**Task**
From the listing below, set down exactly the lines between the one holding "PR #6541, opened 2018-06-04" and the one holding "a directory separator.", inclusive. No other line is wanted.
■ ■ ■ ■ ■ ■ ■
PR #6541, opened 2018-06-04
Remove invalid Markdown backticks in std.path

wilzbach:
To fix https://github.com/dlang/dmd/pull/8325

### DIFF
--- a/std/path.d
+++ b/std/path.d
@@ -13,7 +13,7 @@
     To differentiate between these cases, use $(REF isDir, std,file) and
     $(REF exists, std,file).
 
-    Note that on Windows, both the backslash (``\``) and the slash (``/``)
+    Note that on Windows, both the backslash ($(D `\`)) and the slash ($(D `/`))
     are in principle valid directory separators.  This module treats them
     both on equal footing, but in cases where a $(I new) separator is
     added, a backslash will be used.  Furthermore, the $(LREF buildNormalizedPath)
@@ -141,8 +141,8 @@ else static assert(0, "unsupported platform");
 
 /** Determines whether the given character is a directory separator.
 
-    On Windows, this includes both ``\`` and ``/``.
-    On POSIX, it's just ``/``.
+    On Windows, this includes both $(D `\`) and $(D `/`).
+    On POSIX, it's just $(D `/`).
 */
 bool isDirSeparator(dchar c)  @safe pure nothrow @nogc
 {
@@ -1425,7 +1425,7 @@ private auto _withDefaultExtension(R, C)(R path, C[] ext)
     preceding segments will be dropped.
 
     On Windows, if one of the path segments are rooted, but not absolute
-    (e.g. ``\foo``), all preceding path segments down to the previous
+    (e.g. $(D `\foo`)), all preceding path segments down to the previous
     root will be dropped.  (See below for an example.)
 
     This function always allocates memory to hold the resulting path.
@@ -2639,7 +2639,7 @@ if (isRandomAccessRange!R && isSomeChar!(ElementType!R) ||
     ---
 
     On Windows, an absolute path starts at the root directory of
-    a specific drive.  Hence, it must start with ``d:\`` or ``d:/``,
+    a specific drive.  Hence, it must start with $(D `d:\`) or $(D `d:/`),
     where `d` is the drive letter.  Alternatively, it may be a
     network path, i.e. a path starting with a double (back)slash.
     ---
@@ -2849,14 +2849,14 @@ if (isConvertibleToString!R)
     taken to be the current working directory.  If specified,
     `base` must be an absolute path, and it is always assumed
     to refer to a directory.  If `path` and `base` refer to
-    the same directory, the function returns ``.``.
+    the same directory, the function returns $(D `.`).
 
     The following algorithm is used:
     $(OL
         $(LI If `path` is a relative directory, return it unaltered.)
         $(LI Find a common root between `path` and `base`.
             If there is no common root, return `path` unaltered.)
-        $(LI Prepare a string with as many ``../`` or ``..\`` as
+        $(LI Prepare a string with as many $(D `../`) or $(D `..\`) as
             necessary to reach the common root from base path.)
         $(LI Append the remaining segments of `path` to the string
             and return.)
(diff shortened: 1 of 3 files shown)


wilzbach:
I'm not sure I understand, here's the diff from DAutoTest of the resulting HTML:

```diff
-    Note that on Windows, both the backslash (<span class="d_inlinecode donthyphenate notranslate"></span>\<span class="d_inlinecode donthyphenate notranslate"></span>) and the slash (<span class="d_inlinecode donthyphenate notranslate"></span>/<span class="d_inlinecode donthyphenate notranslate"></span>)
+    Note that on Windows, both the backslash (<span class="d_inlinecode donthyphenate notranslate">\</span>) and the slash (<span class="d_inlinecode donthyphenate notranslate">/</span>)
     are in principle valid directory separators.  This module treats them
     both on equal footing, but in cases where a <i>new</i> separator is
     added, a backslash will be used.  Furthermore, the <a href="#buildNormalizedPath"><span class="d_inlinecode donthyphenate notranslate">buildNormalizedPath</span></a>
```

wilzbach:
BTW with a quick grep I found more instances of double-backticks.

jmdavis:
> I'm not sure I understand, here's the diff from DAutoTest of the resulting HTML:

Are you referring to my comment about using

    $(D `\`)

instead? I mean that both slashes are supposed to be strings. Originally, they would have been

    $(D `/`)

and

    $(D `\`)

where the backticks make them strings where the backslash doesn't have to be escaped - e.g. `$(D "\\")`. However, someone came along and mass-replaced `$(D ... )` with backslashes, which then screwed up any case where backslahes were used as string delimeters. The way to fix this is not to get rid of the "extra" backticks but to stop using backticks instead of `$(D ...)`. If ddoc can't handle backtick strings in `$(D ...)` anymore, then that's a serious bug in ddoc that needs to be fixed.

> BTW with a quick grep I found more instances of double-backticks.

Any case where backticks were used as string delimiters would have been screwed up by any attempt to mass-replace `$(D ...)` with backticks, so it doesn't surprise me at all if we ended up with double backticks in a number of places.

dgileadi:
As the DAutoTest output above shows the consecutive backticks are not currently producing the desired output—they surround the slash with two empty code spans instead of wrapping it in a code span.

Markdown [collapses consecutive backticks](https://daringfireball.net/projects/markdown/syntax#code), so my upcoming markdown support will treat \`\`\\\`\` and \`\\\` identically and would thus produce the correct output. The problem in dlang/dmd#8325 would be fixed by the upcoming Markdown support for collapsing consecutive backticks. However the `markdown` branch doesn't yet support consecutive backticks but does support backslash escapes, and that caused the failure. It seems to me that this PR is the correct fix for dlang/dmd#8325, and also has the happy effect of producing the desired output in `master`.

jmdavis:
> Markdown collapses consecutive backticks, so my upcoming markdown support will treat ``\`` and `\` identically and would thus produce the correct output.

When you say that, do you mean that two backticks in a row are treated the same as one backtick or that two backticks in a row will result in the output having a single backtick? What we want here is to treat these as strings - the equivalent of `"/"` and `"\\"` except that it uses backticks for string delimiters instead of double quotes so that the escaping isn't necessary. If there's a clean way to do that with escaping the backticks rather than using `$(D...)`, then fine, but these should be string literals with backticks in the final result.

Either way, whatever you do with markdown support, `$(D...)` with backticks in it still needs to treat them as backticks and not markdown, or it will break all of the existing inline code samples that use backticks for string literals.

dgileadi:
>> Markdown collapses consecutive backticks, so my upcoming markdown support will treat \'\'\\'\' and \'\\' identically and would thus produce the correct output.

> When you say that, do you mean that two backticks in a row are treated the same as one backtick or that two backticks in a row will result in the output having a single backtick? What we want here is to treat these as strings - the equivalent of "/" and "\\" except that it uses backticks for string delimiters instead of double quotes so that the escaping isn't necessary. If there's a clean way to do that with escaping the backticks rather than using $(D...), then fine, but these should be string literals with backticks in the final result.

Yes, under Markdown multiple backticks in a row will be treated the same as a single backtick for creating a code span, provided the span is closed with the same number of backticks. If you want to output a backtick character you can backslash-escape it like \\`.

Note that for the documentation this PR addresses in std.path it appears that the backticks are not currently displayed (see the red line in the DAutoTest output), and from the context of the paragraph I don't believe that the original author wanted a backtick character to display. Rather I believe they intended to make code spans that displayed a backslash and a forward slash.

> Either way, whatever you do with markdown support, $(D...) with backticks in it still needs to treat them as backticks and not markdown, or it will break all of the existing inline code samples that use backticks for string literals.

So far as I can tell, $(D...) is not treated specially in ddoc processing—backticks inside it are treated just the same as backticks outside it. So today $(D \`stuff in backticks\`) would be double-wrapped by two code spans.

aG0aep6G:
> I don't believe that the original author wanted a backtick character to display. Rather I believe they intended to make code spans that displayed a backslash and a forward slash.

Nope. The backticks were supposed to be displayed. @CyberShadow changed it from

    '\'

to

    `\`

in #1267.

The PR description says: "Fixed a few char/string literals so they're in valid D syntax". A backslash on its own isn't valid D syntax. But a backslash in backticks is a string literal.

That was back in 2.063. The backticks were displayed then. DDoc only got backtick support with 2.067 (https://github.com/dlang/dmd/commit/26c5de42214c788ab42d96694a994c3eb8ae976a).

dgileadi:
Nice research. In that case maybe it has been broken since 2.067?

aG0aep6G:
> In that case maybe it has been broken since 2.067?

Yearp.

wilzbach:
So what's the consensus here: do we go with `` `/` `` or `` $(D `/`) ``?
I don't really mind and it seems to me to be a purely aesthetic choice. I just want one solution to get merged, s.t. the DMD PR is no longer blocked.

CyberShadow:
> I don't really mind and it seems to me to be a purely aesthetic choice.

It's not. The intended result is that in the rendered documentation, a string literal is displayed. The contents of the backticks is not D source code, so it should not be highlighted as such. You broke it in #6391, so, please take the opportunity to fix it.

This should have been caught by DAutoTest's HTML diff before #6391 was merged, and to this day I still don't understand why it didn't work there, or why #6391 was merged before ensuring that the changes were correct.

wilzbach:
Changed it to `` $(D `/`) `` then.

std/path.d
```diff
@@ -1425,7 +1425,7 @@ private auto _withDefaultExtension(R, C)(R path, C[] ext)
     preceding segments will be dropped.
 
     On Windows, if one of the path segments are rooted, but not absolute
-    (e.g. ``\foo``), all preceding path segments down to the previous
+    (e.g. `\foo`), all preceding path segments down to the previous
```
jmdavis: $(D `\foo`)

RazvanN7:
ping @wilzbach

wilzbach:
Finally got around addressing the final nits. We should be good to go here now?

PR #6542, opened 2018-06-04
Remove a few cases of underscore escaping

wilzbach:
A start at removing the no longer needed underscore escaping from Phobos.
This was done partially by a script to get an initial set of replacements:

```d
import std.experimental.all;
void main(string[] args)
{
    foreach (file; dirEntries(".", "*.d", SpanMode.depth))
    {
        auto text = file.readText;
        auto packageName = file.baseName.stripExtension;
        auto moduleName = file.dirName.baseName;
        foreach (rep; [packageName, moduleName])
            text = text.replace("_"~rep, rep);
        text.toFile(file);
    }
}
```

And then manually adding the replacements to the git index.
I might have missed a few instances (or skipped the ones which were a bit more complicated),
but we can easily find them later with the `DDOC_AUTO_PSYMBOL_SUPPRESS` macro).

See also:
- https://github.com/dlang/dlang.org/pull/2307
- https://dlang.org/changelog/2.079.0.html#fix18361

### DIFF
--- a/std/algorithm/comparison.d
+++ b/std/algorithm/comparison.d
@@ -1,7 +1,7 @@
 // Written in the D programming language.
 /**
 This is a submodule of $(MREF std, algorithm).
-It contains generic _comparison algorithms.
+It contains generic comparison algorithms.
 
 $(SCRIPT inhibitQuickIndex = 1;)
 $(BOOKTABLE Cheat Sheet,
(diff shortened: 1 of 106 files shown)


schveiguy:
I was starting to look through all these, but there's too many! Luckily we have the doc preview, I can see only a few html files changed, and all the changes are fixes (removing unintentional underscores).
■ ■ ■ ■ ■ ■ ■
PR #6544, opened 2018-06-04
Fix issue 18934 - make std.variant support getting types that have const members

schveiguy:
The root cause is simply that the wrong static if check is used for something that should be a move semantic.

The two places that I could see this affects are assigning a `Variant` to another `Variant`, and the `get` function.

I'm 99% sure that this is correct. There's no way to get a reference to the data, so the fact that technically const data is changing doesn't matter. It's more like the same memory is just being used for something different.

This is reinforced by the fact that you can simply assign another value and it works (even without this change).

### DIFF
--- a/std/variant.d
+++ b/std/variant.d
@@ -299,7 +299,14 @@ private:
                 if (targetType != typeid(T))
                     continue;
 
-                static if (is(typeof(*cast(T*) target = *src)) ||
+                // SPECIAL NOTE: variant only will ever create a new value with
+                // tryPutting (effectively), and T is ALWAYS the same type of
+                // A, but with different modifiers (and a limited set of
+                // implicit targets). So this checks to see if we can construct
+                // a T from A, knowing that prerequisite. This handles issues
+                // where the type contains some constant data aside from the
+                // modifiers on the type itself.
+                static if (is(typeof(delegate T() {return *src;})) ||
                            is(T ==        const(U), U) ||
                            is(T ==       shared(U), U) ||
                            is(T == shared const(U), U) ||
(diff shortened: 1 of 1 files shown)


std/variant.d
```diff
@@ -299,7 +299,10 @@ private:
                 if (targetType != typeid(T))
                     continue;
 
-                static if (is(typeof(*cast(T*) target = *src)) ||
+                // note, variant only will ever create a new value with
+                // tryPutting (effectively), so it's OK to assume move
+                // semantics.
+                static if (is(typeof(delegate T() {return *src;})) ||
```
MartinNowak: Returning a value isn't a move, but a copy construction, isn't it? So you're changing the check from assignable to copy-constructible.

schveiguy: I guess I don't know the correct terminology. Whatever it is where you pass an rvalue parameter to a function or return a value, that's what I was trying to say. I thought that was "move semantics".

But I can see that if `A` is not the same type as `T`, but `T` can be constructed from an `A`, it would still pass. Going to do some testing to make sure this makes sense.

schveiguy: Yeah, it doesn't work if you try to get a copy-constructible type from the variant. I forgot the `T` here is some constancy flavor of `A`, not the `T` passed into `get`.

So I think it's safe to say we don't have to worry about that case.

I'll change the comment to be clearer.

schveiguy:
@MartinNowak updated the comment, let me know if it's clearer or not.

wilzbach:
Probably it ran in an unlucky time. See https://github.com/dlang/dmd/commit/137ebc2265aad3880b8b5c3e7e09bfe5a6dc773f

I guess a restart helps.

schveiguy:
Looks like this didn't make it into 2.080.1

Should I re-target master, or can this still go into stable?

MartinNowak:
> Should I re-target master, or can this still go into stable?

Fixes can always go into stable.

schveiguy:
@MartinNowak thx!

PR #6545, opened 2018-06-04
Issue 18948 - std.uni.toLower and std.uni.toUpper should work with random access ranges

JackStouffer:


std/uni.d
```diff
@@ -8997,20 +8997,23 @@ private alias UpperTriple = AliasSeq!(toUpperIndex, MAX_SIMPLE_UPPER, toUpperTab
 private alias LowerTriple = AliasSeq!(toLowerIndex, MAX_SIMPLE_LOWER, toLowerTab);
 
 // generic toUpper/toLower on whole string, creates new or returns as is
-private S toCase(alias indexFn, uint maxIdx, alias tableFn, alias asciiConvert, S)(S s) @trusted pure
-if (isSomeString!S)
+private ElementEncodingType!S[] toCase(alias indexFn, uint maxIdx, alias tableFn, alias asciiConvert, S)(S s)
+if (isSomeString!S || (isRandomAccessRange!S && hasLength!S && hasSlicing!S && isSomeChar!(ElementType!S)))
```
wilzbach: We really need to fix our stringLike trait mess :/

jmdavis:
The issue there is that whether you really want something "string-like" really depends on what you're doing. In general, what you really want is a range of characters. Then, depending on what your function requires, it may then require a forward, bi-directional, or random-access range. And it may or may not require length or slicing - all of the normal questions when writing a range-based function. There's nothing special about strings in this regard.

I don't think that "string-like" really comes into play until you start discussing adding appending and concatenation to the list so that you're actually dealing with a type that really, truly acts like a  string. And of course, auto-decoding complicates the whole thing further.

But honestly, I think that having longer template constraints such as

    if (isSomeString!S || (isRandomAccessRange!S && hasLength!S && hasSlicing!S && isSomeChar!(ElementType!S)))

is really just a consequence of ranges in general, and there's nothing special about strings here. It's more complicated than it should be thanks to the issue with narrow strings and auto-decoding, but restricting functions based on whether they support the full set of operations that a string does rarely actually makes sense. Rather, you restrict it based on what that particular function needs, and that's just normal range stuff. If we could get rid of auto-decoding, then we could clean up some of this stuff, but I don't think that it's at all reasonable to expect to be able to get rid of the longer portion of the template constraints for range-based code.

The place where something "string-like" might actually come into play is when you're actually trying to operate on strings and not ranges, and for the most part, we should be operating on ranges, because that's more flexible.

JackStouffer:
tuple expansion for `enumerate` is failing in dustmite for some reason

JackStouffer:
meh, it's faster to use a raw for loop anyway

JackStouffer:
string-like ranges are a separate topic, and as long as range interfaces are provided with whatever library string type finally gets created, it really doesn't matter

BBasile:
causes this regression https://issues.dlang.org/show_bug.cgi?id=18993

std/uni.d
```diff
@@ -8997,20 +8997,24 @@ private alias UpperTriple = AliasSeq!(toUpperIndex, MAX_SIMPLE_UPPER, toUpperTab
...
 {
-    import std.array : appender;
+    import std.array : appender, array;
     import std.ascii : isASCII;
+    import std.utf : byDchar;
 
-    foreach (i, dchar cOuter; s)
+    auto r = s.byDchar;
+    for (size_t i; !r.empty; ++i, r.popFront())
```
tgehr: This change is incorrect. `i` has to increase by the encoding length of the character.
■ ■ ■ ■ ■ ■ ■
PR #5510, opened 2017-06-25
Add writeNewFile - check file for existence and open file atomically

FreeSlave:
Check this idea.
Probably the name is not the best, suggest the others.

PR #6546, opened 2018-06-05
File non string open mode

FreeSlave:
■ ■ ■ ■ ■ ■ ■
**Exercise result**
PR #6541, opened 2018-06-04
Remove invalid Markdown backticks in std.path

wilzbach:
To fix https://github.com/dlang/dmd/pull/8325

### DIFF
--- a/std/path.d
+++ b/std/path.d
@@ -13,7 +13,7 @@
     To differentiate between these cases, use $(REF isDir, std,file) and
     $(REF exists, std,file).
 
-    Note that on Windows, both the backslash (``\``) and the slash (``/``)
+    Note that on Windows, both the backslash ($(D `\`)) and the slash ($(D `/`))
     are in principle valid directory separators.  This module treats them
     both on equal footing, but in cases where a $(I new) separator is
     added, a backslash will be used.  Furthermore, the $(LREF buildNormalizedPath)
@@ -141,8 +141,8 @@ else static assert(0, "unsupported platform");
 
 /** Determines whether the given character is a directory separator.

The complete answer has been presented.